我摸了摸自己的下巴,眯着眼看着柳卿易道:“狗嘴里也是吐得出象牙的嘛。你我身大周子民,送一送大军也是应当的。”
“那你得说好,要和我一起回灵山啊。”
“你废话怎么这么多啊!”
……
阳关西出,马蹄声声。
我身着男装,混在百姓中。秋天的暮色中,黑色衣甲的步兵骑兵已经行到眼前,大纛旗上的“周”字严阵以待。战车辎重,一律漆黑兵甲护送压粮,黑蒙蒙一片,整肃庄然,带着随时冲杀的觉悟,有条不紊地行进着。
连绵不断的各式军帐、战车、幡旗、矛戈结成的壮阔的长龙,我的目光攫在那道漆黑的披风上。
他穿着昔日的墨黑盔甲,依旧挺拔俊然,头盔将他的脸遮住,连一丝头发都不曾露到外面。这样骤然而无防备地从我身侧驰过,几乎冰冷了我的身体。那样冷,仿佛还是在紫宸殿中与他的最后一次相见,那种如刀锋一样的冰冷和决绝,在瞬间攫住了我所有的意识。我伸手捂住了自己的眼睛,只觉得酸楚而头痛。狠一狠心,抓起柳卿易的胳膊,头也不回的地直往人群里走。嘎啦嘎啦,阳关的关门轰然打开,不容我再多想,千军万马蹄声隆隆,大地腾起烟尘,大军开拔,就像潮水一般涌出阳关,奔腾着朝着关外淌去,一会儿工夫,就奔驰到了天边尽头,起初还远远看得见一道长长的黑影,到了最后转过一个缓坡,终于什么都看不见了……
柳卿易本以为我会留在长安几日,问我要不要去瞧瞧太子;我只是摇头,照旧同他回了灵山。
冥冥之中有天意一般,纵使我一时冲动,却终究见不到他披挂上阵的容颜。
柳卿易口拙地胡乱地安慰我,只说,等到春天的时候,说不定就可以看到大周的将士得胜归来,届时,陛下也可安然归来。
彼时,我白了他一眼,凉凉地顶了回去,他的生死,与我何干?
我只是抠着刚割下的长生藤,密密地想着,拼了半壁江山送给秦贼,也想要谋反作乱……方升宴是如何也留不得了。

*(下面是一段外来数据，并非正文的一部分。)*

PR #2579, opened 2022-05-11
Log available country rules

otbutz:
We already log if we are using custom areas. This makes it a bit easier for library users to tell if their own rules are getting properly applied.

### DIFF
--- a/core/src/main/java/com/graphhopper/GraphHopper.java
+++ b/core/src/main/java/com/graphhopper/GraphHopper.java
@@ -745,6 +745,12 @@ public class GraphHopper {
             customAreas.addAll(readCustomAreas());
         }
         AreaIndex<CustomArea> areaIndex = new AreaIndex<>(customAreas);
+        
+        if (countryRuleFactory == null || countryRuleFactory.getCountryToRuleMap().isEmpty()) {
+            logger.info("No country rules available");
+        } else {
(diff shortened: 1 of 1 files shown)


core/src/main/java/com/graphhopper/GraphHopper.java
```diff
@@ -745,6 +745,12 @@ protected void importOSM() {
             customAreas.addAll(readCustomAreas());
         }
         AreaIndex<CustomArea> areaIndex = new AreaIndex<>(customAreas);
+        
+        if (countryRuleFactory == null || countryRuleFactory.getCountryToRuleMap().isEmpty()) {
+            logger.info("No country rules available");
+        } else {
+            logger.info("Applying rules for the following countries: {}", countryRuleFactory.getCountryToRuleMap().keySet());
```
easbar, line 752: Can you sort the countries alphabetically, just to make it a bit more deterministic?

otbutz: The factory uses an EnumMap so the order is determined by the Country enum which is sorted.

https://github.com/graphhopper/graphhopper/blob/c28a5123d198156f8aff9242e6f8f15fb50a3de0/core/src/main/java/com/graphhopper/routing/util/countryrules/CountryRuleFactory.java#L31

easbar: Ok, I see.

easbar:
Thanks

PR #2707, opened 2022-12-05
Add footway encoded value

### LINKED ISSUE #2692: Add footway encoded value?
The key footway=* refines the tag highway=footway: https://wiki.openstreetmap.org/wiki/Key%3Afootway

This would be useful for pedestrian routing: https://discuss.graphhopper.com/t/adding-additional-footway-information-to-details-on-route-endpoint/7565

easbar:
Here I added a footway encoded value for the footway=sidewalk,crossing,... etc. tag: https://wiki.openstreetmap.org/wiki/Key%3Afootway, fixes #2692 

I briefly tried calculating some pedestrian routes that avoid crossings in Berlin. Note that almost none of these red-dashed separate footways were mapped in OSM at the beginning of this year! See also here: https://wiki.openstreetmap.org/wiki/Berlin/Verkehrswende. 

The new footway encoded value simply parses the footway=* tag without any further thoughts. Calculating good pedestrian routes is another story though. For example we can easily use a custom model to prevent footway=crossing (see screenshots), but care must be taken that as a result the route does simply use the normal roads (like tertiary) instead. Therefore I also lowered the priority for everything except footway and cycleway here, but whether this is a good idea depends on the area and mapping quality.

image

image

Then again, the data can also be used to simply report crossings, without changing the route as it was requested in the forum. 

To make the footway types visible in the elevation diagram for localhost:8989/maps/ we still need to add 'footway' to the list of details here: https://github.com/graphhopper/graphhopper/blob/4ecbd61eafaee01d1812ea5aa3ddf8e6e8d25c2d/web-bundle/src/main/resources/com/graphhopper/maps/config.js#L15-L20 
IMO it would be nice to have an option to show all the available path details here.

@natedx @MonfretAugustin can you check if this is useful for what you were trying to do? Any thoughts?

### DIFF
--- a/core/src/main/java/com/graphhopper/routing/ev/DefaultEncodedValueFactory.java
+++ b/core/src/main/java/com/graphhopper/routing/ev/DefaultEncodedValueFactory.java
@@ -74,6 +74,8 @@ public class DefaultEncodedValueFactory implements EncodedValueFactory {
             enc = new EnumEncodedValue<>(HazmatWater.KEY, HazmatWater.class);
         } else if (Lanes.KEY.equals(name)) {
             enc = Lanes.create();
+        } else if (Footway.KEY.equals(name)) {
+            enc = new EnumEncodedValue<>(Footway.KEY, Footway.class);
         } else if (OSMWayID.KEY.equals(name)) {
             enc = OSMWayID.create();
         } else if (MtbRating.KEY.equals(name)) {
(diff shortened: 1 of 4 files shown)


easbar:
For the foot route calculations we could also consider reducing the speed or priority for crossings in FootTagParser. So far we do not use this tag at all it seems.

natedx:
Great ! This is going in the exact direction we need for routing. It's true that I was initially thinking only about reporting for in-app consumption, but the fact that we can use a custom model to limit the amount of crossings and hopefully make the routing better is a great feature. Down the line we could even imagine adding extra encoded values specific to certain handicaps : kerb (lowered or not) for wheelchairs, audio_signals at crossings (yes or no) for the visually impaired.

Issue #2659, opened 2022-09-20
Documentation for creating new routing profiles is outdated


DanielAMCON:
It seems like the documentation for creating new routing profiles is outdated (e.g. https://github.com/graphhopper/graphhopper/blob/6.x/docs/core/create-new-flagencoder.md and https://github.com/graphhopper/graphhopper/blob/6.x/docs/core/profiles.md) because the interface _FlagEncoder_ does not exist anymore.

easbar:
I just removed the mention of `FlagEncoder` from `profiles.md`: a3d6ca1c0ada941a86a0feace39f793a9120419c
Regarding `create-new-flagencoder.md`, I think we should just remove the entire file. The documentation needs a complete overhaul, especially everything that describes low level stuff. But this does not make much sense before the flag encoder refactoring is finished. For now the best available documentation is the code itself and the corresponding unit tests.

easbar:
If all you want to do is tweak some of the routing profiles, take a look at custom models. They should cover most use-cases. Otherwise you can think of `VehicleTagParser`s to be the new `FlagEncoder`s (but they will eventually be removed as well). Basically there are only encoded values and parsers that write to the encoded values. Basically the only thing that makes `VehicleTagParser`s specially is that they write speed and access values, not just one...

DanielAMCON:
Thanks for your reply. In my case, changing both speed and access values is quite important. So I guess I'll try to create a new implementation of `VehicleTagParser` until it's removed.

easbar:
Yes, either try to create a new implementation or modify one of the existing ones.

HarelM:
Hi, I'm trying to migrate to version 6 and am experiencing some problems.
I'm not sure if this is a documentation issue or a bug, so for now I'm writing here:
I'm trying to migrate the no longer exiting car4wd to use a custom model.
The following is my config.yml I use in order to create this profile:
```yml
profiles:
    - name: car4wd
      vehicle: roads
      weighting: custom
      custom_model:
        distance_influence: 1
        speed:
          - if: "track_type == GRADE4 || track_type == GRADE5"
            limit_to: 5
          - else: ""
            limit_to: "car_average_speed"
        priority:
          - if: "track_type != GRADE4 && track_type != GRADE5 && car_access == false"
            multiply_by: "0"
    - name: hike
      vehicle: hike
      weighting: short_fastest
    - name: mtb
      vehicle: mtb
      weighting: short_fastest
```

[...]

PR #2710, opened 2022-12-12
New profile for busses

DanielAMCON:
My company needed to be able to calculate routes specifically for buses. As discussed in #2659 , I created a new profile for this purpose. We would like to make this available for others.

As already explained in the issue, the VehicleTagParser will also be removed in the long run. Therefore, I can understand if the PR will not be merged. If the case I described can now be implemented by other means, I will of course not merge the PR either. I am pleased about your feedback.

### DIFF
--- a/CONTRIBUTORS.md
+++ b/CONTRIBUTORS.md
@@ -18,6 +18,7 @@ Here is an overview:
  * ChristophKaser, agrees to the project's CLA, improved Android compatibility #1207
  * chucre, add special JSON output format, see #41
  * daisy1754, fixed usage of graphhopper.sh script
+ * DanielAMCON, add bus profile
  * dardin88, instructions improved
  * dewos, web API bug fixes
  * devemux86, improvements regarding Android, GPX and more
--- a/config-example.yml
+++ b/config-example.yml
@@ -1,196 +1,20 @@
 graphhopper:
-
-  # OpenStreetMap input file PBF or XML, can be changed via command line -Ddw.graphhopper.datareader.file=some.pbf
   datareader.file: ""
-  # Local folder used by graphhopper to store its data
   graph.location: graph-cache
-
-
-  ##### Vehicles #####
-
-  # More options: foot,hike,bike,bike2,mtb,racingbike,motorcycle,wheelchair (comma separated)
-  # bike2 takes elevation data into account (like up-hill is slower than down-hill) and requires enabling graph.elevation.provider below.
-  # graph.flag_encoders: car
-
-  # Enable turn restrictions for car or motorcycle.
-  # graph.flag_encoders: car|turn_costs=true
-
-  # Add additional information to every edge. Used for path details (#1548), better instructions (#1844) and tunnel/bridge interpolation (#798).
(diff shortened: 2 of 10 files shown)


DanielAMCON:
Oh, that would be great. Thank you in advance!

DanielAMCON:
Thanks for commiting the changes. I changed the config file as you described and the bus profile was created successfully.

Unfortunately, the routing behaviour is not working as before. Here are some examples:

1. The bus should be able to take the road that is marked in red (https://www.openstreetmap.org/way/81032078) because there is a bus stop. Even if I set a waypoint there, it takes the long way.
BusError1
2. Here, the bus also cannot reach the bus stop. The road is https://www.openstreetmap.org/way/160155244.
BusError2
3. This bus stop cannot be reached either. The road is https://www.openstreetmap.org/way/30016603.
BusError3

There are no barriers in all of that cases. I assume that this is related to the _motorvehcile_, _motorcar_, and _vehicle_ tags, as they are each set to _no_ for the roads mentioned. Could you please take a closer look at this?

DanielAMCON:
Yes, I've got time for this. I'll give it a try!

easbar:
But doesn't `psv=yes` rather belong to a to-be-created transportation mode dependent access value? We aren't going to create separate encoded values for `hgv=yes`, `motorcycle=yes`, `foot=yes` etc., are we? Also adding a psv encoded value won't change turn restrictions that can also be transportation mode specific. So yes, adding a psv encoded value might improve the situation for this specific bus profile, but in the longer run we need a proper replacement (and strategy) for what is currently still done in the vehicle tag parsers.

easbar:
> Hm, you mean we rather need a boolean encoded value per transportation mode?

Yes, so far I thought we were aiming for a boolean value to represent access per transportation mode. This would be a compound of multiple different OSM tags (for example oneway, different barriers etc.) including the access tags. But of course there are many options this can be dealt with. For example would you like a separate oneway encoded value instead of putting it into the access encoded value? And if yes, will there even be an access encoded value?

> This should be handled from the roads vehicle via graph.vehicles: roads|transportation_mode=BUS,car

Yes, currently `graph.vehicles` is the place where this can be configured. The only problem here is that so far we do not support `transportation_mode=bus`, but only `transportation_mode=psv`. But even when we use `transportation_mode=psv` we will currently miss those restrictions that are tagged as `bus=yes`.

DanielAMCON:
So, I now added psv as a new EncodedValue. At first, it didn't work. After analyzing this a bit further, I realized that it works when I delete this part of the bus.json:
```
{
  if": "true",
  "limit_to": "car_average_speed * 0.9"
}
```
So it now looks like this:
```
{
  "distance_influence": 90,
  "speed": [
    {
      "if": "true",
      "limit_to": "120"
    }
  ],
  "priority": [
    {
      "if": "car_access == false && psv != YES || max_width < 3 || max_height < 4",
      "multiply_by": "0"
    }
  ]
}
```
I am very confused now. Is `car_average_speed` not working here? And if yes, why exactly doesn't it work? Do you guys have an idea?

Regarding your discussion, I implemented this using an EncodedValue. If you give me further information, I could also implement this using a boolean. But based on your dicussion I actually don't quite know how to do this.

PR #2714, opened 2023-01-03
Extend Heading Documentation

lukasalexanderweber:
I had the task to work myself into the heading functionality and I thought it might be worth sharing the documented result.

As always thanks for maintaining this great library, everything worked as expected with the detours resulting with different headings.


lukasalexanderweber:
@easbar thanks for your response in the forum. I think this should now be ready to merge (if you are interested)

lukasalexanderweber:
you just have to open [heading.md](https://github.com/lukasalexanderweber/graphhopper/blob/heading/docs/core/heading.md) to see what's new

client-hc/src/test/java/com/graphhopper/api/GraphHopperWebTest.java
```diff
@@ -57,10 +57,10 @@ public void profileIncludedAsGiven() {
     public void headings() {
         GraphHopperWeb hopper = new GraphHopperWeb("http://localhost:8080/route");
         GHRequest req = new GHRequest(new GHPoint(42.509225, 1.534728), new GHPoint(42.512602, 1.551558)).
-                setHeadings(Arrays.asList(10.0, -90.0)).
+                setHeadings(Arrays.asList(10.0, 90.0)).
```
easbar, line 60: Ah, yes, negative headings aren't even allowed.

client-hc/src/test/java/com/graphhopper/api/HeadingExamples.java
```diff
@@ -0,0 +1,81 @@
...
+import org.junit.jupiter.api.Test;
+import org.junit.runner.Request;
+
+import static org.junit.jupiter.api.Assertions.assertEquals;
+
+import java.util.Arrays;
+
+@Disabled
+public class HeadingExamples {
+    static GraphHopperWeb hopper;
```
easbar, line 19: I'd rather not add disabled tests, also because the asserted distances will depend on the exact map we are using. We could move these tests into `GraphHopperTest`. Maybe heading is already covered sufficiently there.

docs/core/heading.md
```diff
@@ -0,0 +1,76 @@
+# Heading
+
+The flexible and hybrid modes allow adding a desired heading (north based azimuth between 0 and 360 degree) to any point. Adding a heading makes it more likely that a route starts towards the provided direction, because roads going into other directions are penalized (see the [heading_penalty](#heading-penalty) parameter).
+
+A heading with the value 'NaN' won't be enforced and a heading not within [0, 360] will trigger an IllegalStateException. It is important to note that if you force the heading at via or end points the outgoing heading needs to be specified. I.e. if you want to force "coming from south" to a destination you need to specify the resulting "heading towards north" instead, which is 0.
```
easbar, line 5: It's an IllegalArgumentException in `Router#checkHeadings`, isn't it?

docs/core/heading.md
```diff
@@ -0,0 +1,76 @@
...
+3.	With common get request to server (the urls used in the following)
+
+For 2 and 3 you can self-host a graphhopper web server as described [here](https://github.com/graphhopper/graphhopper#installation), but in [config-example.yml](../../config-example.yml) we need to outcomment
+
+```
+  profiles_ch:
+    - profile: car
+```
+
+in line 56-57 since `heading` is not available in speed mode.
```
easbar, line 24: Heading still works when there are CH profiles, we just need to disable it at query time. So there is no need to comment out this section from the config, but we need to `ch.disable` to the routing request. This way one can use CH queries and flexible queries with heading on the same server.

docs/core/heading.md
```diff
@@ -0,0 +1,76 @@
...
+to point
+`42.567396, 1.597807`
+
+#### Without Heading
+
+`localhost:8989/route?profile=car&point=42.566757,1.597751&point=42.567396,1.597807&type=json&instructions=false&points_encoded=false`
+
+![without_heading](./images/without_heading.PNG)
+
+(the images are created by putting the resulting coordinates LineString in a GeoJSON and plotting them)
```
easbar, line 41: Unfortunately we cannot set the heading in GraphHopper Maps yet: https://github.com/graphhopper/graphhopper-maps/issues/297 Then we could simply create screenshots with it :)

example/src/test/java/com/graphhopper/example/HeadingExample.java
```diff
@@ -0,0 +1,94 @@
...
+import org.junit.jupiter.api.AfterAll;
+import org.junit.jupiter.api.BeforeAll;
+import org.junit.jupiter.api.Test;
+
+import static org.junit.jupiter.api.Assertions.assertEquals;
+
+import java.io.File;
+import java.util.Arrays;
+
+public class HeadingExample {
```
easbar, line 20: For the other examples (RoutingExample.java etc.) we took a slightly different approach where the examples are in `src/main/java`, and they are called from a separate test class in `src/test/java`. Actually, I am not sure why (@karussell?), but we should probably stick to one approach. Btw `RoutingExample.java` also has an example for heading, so not sure if we need more/both?

easbar: Ok, from src/main they can copy the entire file. But from src/test it would also be possible to copy the main method. But no real need to change this, so for this PR better move HeadingExample to src/main like the others, if we keep it at all.

easbar: Using src/main is also nice, because this way the examples are contained in the jar.

docs/core/heading.md
lukasalexanderweber: ah nice I didn't know that

docs/core/heading.md
lukasalexanderweber: at the moment we are also thinking about a good way to integrate heading in our UI (optional parameter for each point) :)

client-hc/src/test/java/com/graphhopper/api/HeadingExamples.java
lukasalexanderweber: I deleted the test in client-hc, it was very redundant. In retrospect, it was more for me to understand in which ways Graphhopper can be called.

example/src/test/java/com/graphhopper/example/HeadingExample.java
lukasalexanderweber: > Btw `RoutingExample.java` also has an example for heading, so not sure if we need more/both?

In [a18c45f](https://github.com/graphhopper/graphhopper/pull/2714/commits/a18c45fb9181401947a419524194e30def301b50) I allowed myself to delete the heading part in RoutingExample.java.

I updated HeadingExample.java to be in src/main and an HeadingExampleTest.java to ensure that it compiles and assures correctly.

lukasalexanderweber:
@easbar thanks for your review! Somehow I don't get Github's re-request button so I'll just write a comment that I incorporated your remarks

docs/core/heading.md
easbar: In the previous version of GraphHopper Maps things like this were possible by manually modifying the url, but that isn't ideal either.

easbar:
Thanks!

PR #2716, opened 2023-01-06
distance_influence should not get a default value if no value is specified

karussell:
And the default value of 70 makes this impossible, so remove this.

Users of client-hc now have to set the distanceInfluence to 70 if a lower value is defined on the server-side and can remove it if they want to match the server-side value which is highly recommended for performance reasons.

### DIFF
--- a/web-api/src/main/java/com/graphhopper/util/CustomModel.java
+++ b/web-api/src/main/java/com/graphhopper/util/CustomModel.java
@@ -120,9 +120,6 @@ public class CustomModel {
         return this;
     }
 
-    /**
-     * Check with #hasDistanceInfluence() to avoid null values
-     */
     public Double getDistanceInfluence() {
         return distanceInfluence;
     }


web-api/src/main/java/com/graphhopper/util/CustomModel.java
```diff
@@ -120,6 +120,10 @@ public CustomModel setDistanceInfluence(Double distanceFactor) {
         return this;
     }
 
+    /**
+     * @return the distance influence of this CustomModel. 0 is returned if it wasn't set (i.e. it was null)
+     * @see #hasDistanceInfluence()
+     */
```
easbar, line 126: Can we not just return `null`? `null` means it's not there, so exactly what we want?

easbar:
Is/was this a client-hc-only problem or was distance_influence set to 70 also on the server side when we deserialized, e.g. an empty model?

CHANGELOG.md
```diff
@@ -1,5 +1,6 @@
 ### 7.0 [not yet released]
 
+- users of client-hc now have to set the distanceInfluence to 70 if a lower value is defined on the server-side and can remove it if they want to match the server-side value which is highly recommended for performance reasons, see #2716
 - there is a new, required 'import.osm.ignored_highways' configuration option that must be used to not increase the graph size and decrease performance for motorized-only routing compared to previous versions, #2702
```
easbar, line 4: Can we not put it the other way around: Normally it should be null (so the server-side value will be taken) and users don't need to do anything. And if they set it to some value, well then this value will be used.

web-api/src/main/java/com/graphhopper/util/CustomModel.java
easbar: Did you commit this somewhere? Where was there a problem? I would prefer to keep it as `null` in case it is missing. The special value `0` might even be needed for some cases.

姜帝亲征,太子监国;不知姜夏可有号使督察院的权力……我细细掰着手算着长安到珠崖的路程,想着若是暗杀,不知需费多少时日。
……
周秦一仗,打得分外凶险,比及昔年的南楚,惨烈异常。南楚终究是有谋算的侵夺,而西
秦却是一场硬仗,只能结结实实地累尸泼血,马革抛颅。
很多年后,翻阅定州周秦之战,常常还是教人心惊肉跳,仿佛那地狱般的疆场就在眼前,喊杀声、兵器碰撞声、箭芒脱弦声、甲胄叮当声,利刃斩入骨肉声、鲜血飞溅声……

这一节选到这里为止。